Aside: As far as I can see from a quick read, TimeoutForControlPlane also doesn’t take into account other non-failure causes for increased apiserver startup delay, like congestion while pulling multiple images, or additional timeout+retry loop iterations while everything is converging at initial install-time (timeout+retry repeatedly is the k8s design pattern … and this happens sometimes on a loaded system, which is expected and just fine). I personally feel like 4minutes is both too long for impatient interactive users expecting a fast failure, and too short for an install process on a loaded/slow/automated system that is prepared to wait longer for expected success. How was this arrived at, can we default to 5mins? Can we keep retrying until SIGINT? Why are we imposing an artificial wall-clock deadline internally rather than inheriting it from the calling environment?
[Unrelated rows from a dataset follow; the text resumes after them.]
PR #975, opened 2020-04-02
Adding UDP traffic profile options for variable packet size and delay between packets

davidBar-On:
* Version of iperf3 (or development branch, such as `master` or
  `3.1-STABLE`) to which this pull request applies:
Master

* Issues fixed (if any):
None - new functionality

* Brief description of code changes (suitable for use as a commit message):
Adding options to support different UDP traffic profiles to test behavior under different network conditions (not just throughput): variable packet length (-l) - random or fixed delta (--step), delay (--sleep) between packets or between burst of packets (--bundle).

PR #1004, opened 2020-05-21
Adding UDP traffic profile options for variable packet size and delay between packets

davidBar-On:
* Version of iperf3 (or development branch, such as master or
3.1-STABLE) to which this pull request applies:
Master

* Issues fixed (if any):
None - new functionality (resubmit of pull request #975)

Adding options to support different UDP traffic profiles to test behavior under different network conditions (not just throughput): variable packet length (-l) - random or fixed delta (--step), delay (--sleep) between packets or between burst of packets (--bundle)

### DIFF
--- a/README.md
+++ b/README.md
@@ -119,6 +119,10 @@ New options:
     -k, --blockcount #[KMG]   number of blocks (packets) to transmit (instead 
                               of -t or -n)
     -L, --flowlabel           set IPv6 flow label (Linux only)
+    -l, --length l1/[l2]      UDP - added optional range of lengths (per step or random)
+    --step                    UPD - delta between packets length when length range is specifid
+    --sleep n1[/n2]           UDP - wait time between packets or packets bundle
+    --bundle n                UDP - number of packets to send before sleep waiting time
 
 Changed flags:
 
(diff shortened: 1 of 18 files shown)


davidBar-On:
@bmah888 will you consider adding this pull request to iperf3?  Although the proposed enhancements are not intended for testing maximum throughput, they allow to set various traffic profiles that can be used to better understand the expected actual throughput and packets loss.  That may be especially important for testing throughput on unreliable networks or networks with low throughput.  (In `test_commands.sh` I have added some examples of using the new features.)

bmah888:
Sorry for the delay, but thanks for the pull request!  I've been thinking about this feature change for awhile.

I'm going to respectfully decline this code change.  I understand that it provides more flexibility in some test scenarios, it also adds a fair amount of complexity to the UDP tests (3 new command line flags and expanding the syntax of an existing one).  I'm concerned that if we merge this, we'll be adding functionality that doesn't really benefit our main consumers but will make the code harder to maintain (just by adding more to it).

An implementation issue is that the use of nanosleep() for timing will likely not work correctly in the case of multiple parallel UDP tests. This is an unfortunate consequence of iperf3's single-threaded design, the nanosleep() call, when executed, will briefly block all running tests.

davidBar-On:
OK, I understand.

A comment regarding the use of nanspllep() in case this will be needed in the future. The solution here estimates the actual minimum sleep time supported and send several packets between sleeps to if needed. E.g. if minimum sleep time is 15ms and interval between packets should be 5ms, then 3 packets will be sent between the sleeps.  The number of UDP streams can be added to the calculation, so if there are 2 streams, 6 packets will be sent in this example, and if a packet should be sent every 100ms, the sleep time (per stream) will be 50ms.

PR #1027, opened 2020-07-16
Hardening the systemd service

c79:


bmah888 (commented):
Thanks for the pull request!

I understand the goal of this change, but I don't have a lot of experience / background with systemd services to evaluate the submitted patch.  It'd be great if someone out there in iperf3 land could take a look and give their feedback.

Afaics TimeoutForControlPlane is just exposing an arbitrary fatal internal deadline as a parameter where the only intended UX is just to increase the parameter until the deadline is never reached. Alternatively, we could just not impose that arbitrary fatal internal deadline in the first place…
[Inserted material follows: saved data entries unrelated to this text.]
PR #1033, opened 2020-08-04
fix: Plug various minor memory leaks (#1023)

### LINKED ISSUE #1023: Leaks when using iperf_client API
# Context

* Version of iperf3:
3.7

Linux

# Bug Report

* Expected Behavior
No file descriptor or memory leaks when using client API

* Actual Behavior
File descriptor and memory leaks per each test run via API

* Steps to Reproduce
Descriptors and memory leaks when using iperf_client API:
1. File
  a. When passing a logfile to the API with iperf_set_test_logfile() during iperf_free_test() corresponding test->outfile file descriptor is not being closed leading to a FD leak.
  b. There is no free() call for test->logfile string whih causes memory leak after each test run.

2. Sockets
Under normal circumstances when iperf client test is finalized successfully iperf_client_end() is being called within the API when entered DISPLAY_RESULTS state.
In case of a failure and early exit (for example with IECTRLCLOSE error) iperf_client_end() is not being called leaving stream sockets file descriptors opened forever.

3. Memory
Few more memory leaks were detected:
  a. the one mentioned in 1.
  b. iperf_auth.c load_pubkey_from_base64, there should be free(key) to release memory allocated by Base64Decode
  c. in case of API use with json_output if there was an error during the test (return -1) corresponding cJSON structures allocated with iperf_json_start() are not freed in iperf_run_client().

* Possible Solution
1. In iperf_free_test()  fclose(test->outfile) and free(test->logfile) (watch out for default case when test->outfile=stdout)
2. Call iperf_client_end() in case of test failure to close opened sockets. 
3. Call iperf_json_finish() in case of test failure to release all preallocated json output results.

Example:
```   
void
iperf_free_test(struct iperf_test *test)
{
    ...
    if (test->logfile)
    {
        free(test->logfile);
        if (test->outfile)
            fclose(test->outfile);
    }
    ...
}
```

```
int
iperf_run_client(struct iperf_test * test)
{
    ...
    //return -1;
    goto cleanup_and_fail; // in every place with failure return
    ...
cleanup_and_fail:
    iperf_client_end(test);
    if (test->json_output)
        iperf_json_finish(test);
    iflush(test);
    return -1;
}
```

```
EVP_PKEY *load_pubkey_from_base64(const char *buffer) 
{
    ...
    Base64Decode(buffer, &key, &key_len);
    ...
    BIO_write(bio, key, key_len);
    free(key);
    ...
}
```

bmah888:
Based on submissions by @oleh-yudin-ring.  Fixes #1023.

### DIFF
--- a/src/iperf_client_api.c
+++ b/src/iperf_client_api.c
@@ -1,5 +1,5 @@
 /*
- * iperf, Copyright (c) 2014-2018, The Regents of the University of
+ * iperf, Copyright (c) 2014-2020, The Regents of the University of
  * California, through Lawrence Berkeley National Laboratory (subject
  * to receipt of any required approvals from the U.S. Dept. of
  * Energy).  All rights reserved.
@@ -478,7 +478,7 @@ iperf_run_client(struct iperf_test * test)
 
     /* Start the client and connect to the server */
     if (iperf_connect(test) < 0)
-        return -1;
+        goto cleanup_and_fail;
 
     /* Begin calculating CPU utilization */
     cpu_util(NULL);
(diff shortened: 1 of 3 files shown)


src/iperf_client_api.c
```diff
@@ -582,4 +582,12 @@ iperf_run_client(struct iperf_test * test)
     iflush(test);
 
     return 0;
+
+  cleanup_and_fail:
+    iperf_printf(test, "cleanup_and_fail\n");
```
rantala, line 587: Hi, this added output also when using the JSON output format, breaking parsing of the resulting JSON output (not a big issue in practice as there was some error anyways). Could this printf just be dropped?

bmah888: Wow that's a pretty rookie mistake...I shouldn't have left that debugging code in there (and to be clear this is totally my fault...it wasn't a part of the original patches in #1023).  I'll get rid of it.  Good catch, thanks for the review.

@joejulian nice I managed to patch that in and now also my cluster is firing up. FINALLY, after weeks of agony! Thank you 😃

This solved the problem on my Raspberry Pi 3 cluster: https://github.com/kubernetes/kubernetes/pull/66264

I actually believe it would make sense to default to “no timeout” with the option of setting a timeout for the whole process (as was suggested somewhere earlier in this issue).

Reason is that most the use cases I can think of actually don’t care if a specific step is executed in X Seconds or not since all that is cared about in a distributed system is eventual consistency (spooling up another node just in case is cheaper than fiddling with the settings).
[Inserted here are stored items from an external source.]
Issue #873, opened 2019-05-17
UDP throughput issue


borkra:
Have anybody tried to implement UDP throughput test using sendmmsg/recvmmsg on Linux?

Because currently iperf UDP performance test, tests more how fast particular CPU performs context switch from userspace to kernel and back (at least on a single core CPUs), than network throughput. 

During TCP test Iperf sends 128K bytes buffer in a single call, so 1 userspace - kernel transition per 128K
During UDP test Iperf sends 1470 bytes bytes buffer in a single call, so nearly 100 - userspace - kernel transition per 128K

I believe using sendmmsg/recvmmsg would allow for UDP test to have performance comparable to TCP.

borkra:
More like enhancement request, then a question.

bmah888:
iperf3 isn't about trying to compare the performance between TCP and UDP in terms of socket calls.  UDP normally requires one system call per packet sent, whereas TCP allows for some fragmentation...that's just the way the socket API works.

If someone's interested in implementing this, they should consider that sendmmsg and recvmmsg are Linux-specific (at least according to the manual page entries on these two system calls), and iperf3 runs on a variety of other platforms as well.

borkra:
Few things:

- Yes it's not trying compare performance in terms of socket calls but on some platform it end up being just that especially on slower arms. Thus the problem.

- UDP support fragmentation too up to with packet size 64k, I agree it rearely used.

- Safe to say rear tcp user sends 128K of data in one call, so both benchmark is somewhat artificial. I would just prefer them to be artifical the same way.

gegles:
Any progress on this? @borkra , I too would be very interested in seeing this happen.

davidBar-On:
I have sent the pull request #1034 with a proposed implementation to add `sendmmsg/recvmmsg` support for UDP (not supported when reading from a file or writing to a file).  An option `--send-recvmmsg` was added to enable the feature.  When enabled, `burst` number of packets (defined by the `-b` option) are all sent by one `sendmmsg` call.

In my machine (same one for the sender and receiver) improvement is up to about 15% and this is achieved when burst size is about 50.

PR #1034, opened 2020-08-09
Add sendmmsg/recvmmsg support

davidBar-On:
  3.8.1 master

* Issues fixed (if any):
#873 

Add **`--send-recvmmsg` option** to use `sendmmsg/recvmmsg` for sending and receiving UDP messages.
On the sender size `sendmmsg` is sending the `bust` (from the `-b` option) number of packets.
These changes are **not** supported when sending from a file or writing to a file.

A `HAVE_SEND_RECVMMSG` flag was added in `config.h.in` to indicate whether functions are supported on the platform.


davidBar-On:
@bmah888 I have change the PR to use `-Z` option for using `sendmmsg` for UDP, instead of adding a new option (I also rewrote the PR description).  I also enhanced implementation, so if `-Z` is not used for UDP, practically there should **not** be any change to the current iperf3 behavior.  Therefore the risk of adding these changes is low.

The UDP throughput enhancement achieved for high throughput interfaces is quite substantial, especially when the UDP messages are not large (witch is usually the case).

database64128:
@bmah888 Any plan to have this PR reviewed and merged?

src/iperf_udp.c
```diff
@@ -212,52 +279,111 @@ iperf_udp_recv(struct iperf_stream *sp)
...
+	    }
 
-	memcpy(sp->buffer, &sec, sizeof(sec));
-	memcpy(sp->buffer+4, &usec, sizeof(usec));
-	memcpy(sp->buffer+8, &pcount, sizeof(pcount));
+	    /* Sending messages and making sure all packets are sent */
+	    i = 0;	/* count of messages sent */
+	    r = 0;	/* total bytes sent */
+	    while (i < sp->sendmmsg_buffered_packets_count) {
+	        j = sendmmsg(sp->socket, &sp->msg[i], sp->sendmmsg_buffered_packets_count - i, MSG_DONTWAIT);
```
database64128, line 336: Before each `sendmmsg(2)` call, you should poll for socket write readiness. In my tests, this can significantly improve performance.

src/iperf_udp.c
```diff
@@ -212,52 +279,111 @@ iperf_udp_recv(struct iperf_stream *sp)
...
+		if (j < 0) {
+		    r = j;
+		    break;
+		}
```
database64128, line 340: Did you forget to `i += j;`?

database64128 (changes requested):

src/iperf_udp.c
davidBar-On: This is done below in line 349.  The operation is delayed since the original `i` value is required in the `while` body.

src/iperf_udp.c
davidBar-On: Can you add more details:
1. How do you do the polling?
2. From your experience, what should be done if the socket is not ready for write?  The current design of the code is that the function does not return before all was sent (or there was an error).  Do you suggest that in case the socket is not ready for write the function will return successfully, but without sending anything or before all was sent?
3. Do you understand why the method you suggest improve performance?  I am asking since in any case, iperf3 will retry sending.

Thanks

database64128: > Do you understand why the method you suggest improve performance?

In my case, I was doing raw syscalls in my Go program. The UDP socket opened by the Go runtime is in non-blocking mode. With `sendmsg(2)`, if the sending operation was going to block, `sendmsg(2)` would return `-EAGAIN` or `-EWOULDBLOCK`, which is handled by the Go runtime to poll for socket write readiness with `epoll`. The calling goroutine can then be parked by the runtime to free the OS thread. (My limited understanding of Go internals might be inaccurate.)

Now with `sendmmsg(2)`, according to the manual, _a nonblocking call sends as many messages as possible (up to the limit specified by vlen) and returns immediately._ By treating a non-complete return value the same way as `-EAGAIN` and `-EWOULDBLOCK`, that is, instead of immediately calling `sendmmsg(2)` again, I instructed the Go runtime to poll for write readiness before the next `sendmmsg(2)` call. [This change](https://github.com/database64128/swgp-go/commit/6676ce8dcb3be19f7bc6cb414afcd18af87b64f8) yielded a 10% increase in throughput.

> The current design of the code is that the function does not return before all was sent (or there was an error).

I'm not familiar with `iperf3`'s code base. I just read some code, and it seems to me that `iperf3` uses sockets in blocking mode for UDP tests. In this case, maybe it's better to simply drop the `MSG_DONTWAIT` flag, `sendmmsg(2)` would then only return when all messages have been sent. This saves even more syscall overhead.

davidBar-On: @database64128, thanks a lot for the detailed explanation.

I will have to check how easy it is to implement this.  To minimize iper3 design changes, the approach I took for `sendmmsg` is to accumulate packets ierf3 is sending and send them in bursts using `sendmmsg`.  It may be that instead of the `for` loop, `sendmmsg` can be called once.  In this case all the packets that were not sent can either be moved to the beginning of the buffer or ignored. (The issue with ignoring is that the packets are numbered, so the new packets numbering should start from the last successful packet sent.)

simon-barber-cisco: Any update on this? Improved UDP send/recv performance on iperf would be very helpful!

davidBar-On:
I have rebased using version 3.20+.  However, the previous version was pre-3.16 and did not use threads for sending/receiving the data.  Now, since threads are used, the CPU is the limiting factor on my computer, and I get the same results for UDP with or without `-Z`.   **Tests should be run on a more powerful environment** to see whether and how much using `sendmmsg` improves performance.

As an interim solution it would however suffice to actually read the timeout settings for kubeadm join from a configuration file just like the kubeadm init stuff does so that our hack with the inflight timeout replacement works. It’s a hack, don’t think any different - but a terrible hack is still better than no workaround at all.

I’m personally against trying to “guess” sensible timeouts since guesses can always be wrong, would not really serve a purpose in this case (since coping strategy for elapsing timeouts is simply bailing out) and would make reproduction of errors a pain in the ass since two identical systems could start behaving different for a myriad of reasons.

Prepulling images won’t help. The livenessProbe timer doesn’t start until after the image is pulled (as I pointed out above).

The fix is just to extend the initialDelaySeconds timeout(s). The current timeout values in kubeadm are being misused to “enforce” a fast UX experience, and not error detection.

Edit: And to be clear, it’s only the startup that takes ages - my control cluster operates on 3xRPi2 just fine, once I increase the apiserver intialDelaySeconds timeout (and other install-only timeouts used within kubeadm itself). I don’t understand why we’re still talking about this 😕

@anguslees We had the “wait forever” behavior earlier; but that was very sub-optimal from an UX PoV, so now we do have timeouts. We might want to increase some of those timeouts if you want.

How about making them configurable? Does it make sense to have a single option that owns all of them?

@anguslees We had the “wait forever” behavior earlier; but that was very sub-optimal from an UX PoV, so now we do have timeouts. We might want to increase some of those timeouts if you want.

The problem is that usage of kubeadm is two-fold. We both have users typing kubeadm interactively that want to know if something is happening or not and higher-level consumers.